▪ Molecular genetic methods gebruikt in moleculaire ecologie en evolutie
▪ Molecular systematics
▪ DNA barcoding
▪ Evolutionaire veranderingen in DNA sequenties
Evolutie = ecologie in het verleden
▪ Fylogenetica
▪ Fylogeografie
▪ Populatiegenetica
DE GESCHIEDENIS VAN MOLECULAIRE EVOLUTIE EN ECOLOGIE
THE ORIGIN OF HUMANS
- Fylogenie gebaseerd op fossielen:
Splitsing van Old World monkeys
Ramapithecus = voorouder mens (15 mya)
Chimpansee, gorilla en orang-oetan ver van de mens afgesplitst
- Fylogenie gebaseerd op: immunologische cross reactie in het eiwit serum albumine
Door Vince Sarich & Allan Wilson
Splitsing van Old World monkeys
Equidistant: chimpansee, gorilla en mens (5 mya) → ver verwant van orang-oetan
Ramapithecus = voorouder van orang-oetan
HIV-1 TRANSMISSION IN A CRIMINAL CASE
Moleculaire methoden gebruikt om forensisch onderzoek te doen
- De ex van een tandarts had HIV → volgens fylo boom ontdekt dat patiënten van tandarts een nauw verwant
HIV-virus hadden → concl: tandarts besmette patiënten
Dit virus was een totaal aparte tak van alle soorten HIV-virussen in heel Los Angeles
MOLECULAIRE EVOLUTIE/FYLOGENETICA: APPLICATIES
- Classificatie en taxonomie van genen, eiwitten en soorten
- Geschiedenis en biologie van populaties onderzoeken
- Vergelijkende analyse en karakterevolutie
- Eiwitstructuur + -functie voorspellen → a.d.h.v. fylogenie van aminozuursequenties gekende sequenties
vergelijken
- De opkomst en verspreiding van virale en bacteriële pandemieën onderzoeken
- Zoeken naar bruikbare eigenschappen in verwante groepen (breeding)
EVOLUTIONARY TREE OF LIFE
- Voor vele eeuwen probeerden naturalisten biologische diversiteit te beschrijven/classificeren
- 1758: Linnaeus richt binominaal hiërarchisch nomenclatuursysteem op om biodiversiteit te beschrijven/
classificeren
Was oorspronkelijk onafhankelijk van evolutionaire relaties
- Evolutiebiologen (zoals Lamarck, Darwin en Haeckel): gebruiken Linneaans systeem + proberen classificatie
o.b.v. evolutionaire verwantschappen te maken
1866: Haeckel: Tree of life
o Gedachte: “eens soorten divergeren (bifurcation), komen ze niet meer samen”

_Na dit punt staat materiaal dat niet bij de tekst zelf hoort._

PR #214, opened 2021-04-21
Refactor repository related code

neomilium:
All changes are detailed in commit logs.

Please note that the short log entries of these commits are lack of elegance, so I can merge them or if you have suggestions, I can reword them.

Nevertheless, this PR refactors the formerly `ModuleSync::Git` module in order to clean code and structure it.
This PR is one more part of #206


ekohl (approved):
I like this. It's a common pattern I've seen in multiple places where a module was used instead of a class. When (almost) every method static method has the same argument, you should have used a class instead. Thanks for cleaning this up!

PR #215, opened 2021-04-22
Split generic and specific code

neomilium:
This PR offers the first step to turn `msync` into a more generic tool by splitting `PuppetModule` class into `SourceCode` and `PuppetModule` classes.

PS: This PR is a part of #206.


lib/modulesync/source_code.rb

- Reticulate evolution: netvormig
Gedachte: twee soorten kunnen bij elkaar komen → twee soorten splitsen elk apart op in 2 soorten waarvan
1 dezelfde is als bij de andere (zie tekening)

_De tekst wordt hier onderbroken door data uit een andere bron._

PR #217, opened 2021-04-23
Rework exception handling

neomilium:
This commit gives the user a better output message:
- it uses the exception message if available or fallback on the "Error during update" message
- it prefixes the message by the current module name

This commits introduces a ModuleSync::Error that will be used to raise
exceptions, with a message outputed on stderr, but without a full
backtrace, useless for user.

It keeps the current behavior when error (ie. StandardError) comes from
templates (ie. ERB) rendering as user may need to see why the rendering
failed.

Git::GitExecuteError backtraces are now hidden too: user needs
to understand what happends, with the error message, but not where error
occured.

### DIFF
--- a/lib/modulesync.rb
+++ b/lib/modulesync.rb
@@ -12,6 +12,8 @@ require 'modulesync/util'
 require 'monkey_patches'
 
 module ModuleSync # rubocop:disable Metrics/ModuleLength
+  class Error < StandardError; end
+
   include Constants
 
   def self.config_defaults
@@ -98,8 +100,8 @@ module ModuleSync # rubocop:disable Metrics/ModuleLength
         }
         template = Renderer.render(erb, configs, metadata)
         Renderer.sync(template, target_file)
-      rescue # rubocop:disable Lint/RescueWithoutErrorClass
-        $stderr.puts "Error while rendering #{filename}"
+      rescue StandardError => e
+        $stderr.puts "#{puppet_module.given_name}: Error while rendering file: '#{filename}'"
         raise
       end
     end
@@ -173,8 +175,13 @@ module ModuleSync # rubocop:disable Metrics/ModuleLength
     managed_modules.each do |puppet_module|
       begin
         manage_module(puppet_module, module_files, defaults)
-      rescue # rubocop:disable Lint/RescueWithoutErrorClass
-        warn "Error while updating '#{puppet_module.given_name}'"
+      rescue ModuleSync::Error, Git::GitExecuteError => e
+        message = e.message || "Error during '#{options[:command]}'"
+        $stderr.puts "#{puppet_module.given_name}: #{message}"
+        exit 1 unless options[:skip_broken]
+        errors = true
+        $stdout.puts "Skipping '#{puppet_module.given_name}' as update process failed"
+      rescue StandardError => e
         raise unless options[:skip_broken]
         errors = true
         $stdout.puts "Skipping '#{puppet_module.given_name}' as update process failed"
--- a/lib/modulesync/repository.rb
+++ b/lib/modulesync/repository.rb
@@ -120,13 +120,10 @@ module ModuleSync
           repo.push('origin', branch, opts_push)
         end
       rescue Git::GitExecuteError => e
-        if e.message.match?(/working (directory|tree) clean/)
-          puts "There were no changes in '#{@directory}'. Not committing."
-          return false
-        else
-          puts e
-          raise
-        end
+        raise unless e.message.match?(/working (directory|tree) clean/)
+
+        puts "There were no changes in '#{@directory}'. Not committing."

Op soortniveau (logisch want soorten kunnen hybridiseren → °tussensoort)
- Bifurcations: splitsing in 2 takken
Wordt vaker gebruikt want is simpeler
Meer op individu niveau van versch soorten
1
, - Andere manier van voorstellen: haplotype model (zie verder): grootte = aantal sequenties gevonden ; lengte
takken = aantal mutaties
- Later (1930s – 1960s ; Walter Zimmerman + Willi Henning): bepalen van objectieve methoden om evolutionaire
verwantschappen te reconstrueren
Toen: PC’s → niet meer met hand → grote datasets mogelijk
- Op zelfde moment: vooruitgang in moleculaire biologie
Analyse moleculaire structuur eiwitten en nucleïnezuren
- 1944: “DNA is de substantie van overerving” – Oswald Theodore Avery
- 1953: Watson & Crick: DNA-structuur
- 1983: °PCR – Kary B. Mullis (nobelprijs)
Zeer belangrijk → gigantische datasets DNA amplificeren → DNA werd analyseerbaar
o Je moet voldoende DNA hebben om het te kunnen bestuderen!
Eerst door DNA in bacterie te inserteren, laten groeien en er terug uithalen = moeilijke methode
Gebruikt door evolutiebiologen om fylogenetische verwantschappen af te leiden
- Emile Zuckerkandl & Linus Pauling: “DNA is a document of evolutionary history”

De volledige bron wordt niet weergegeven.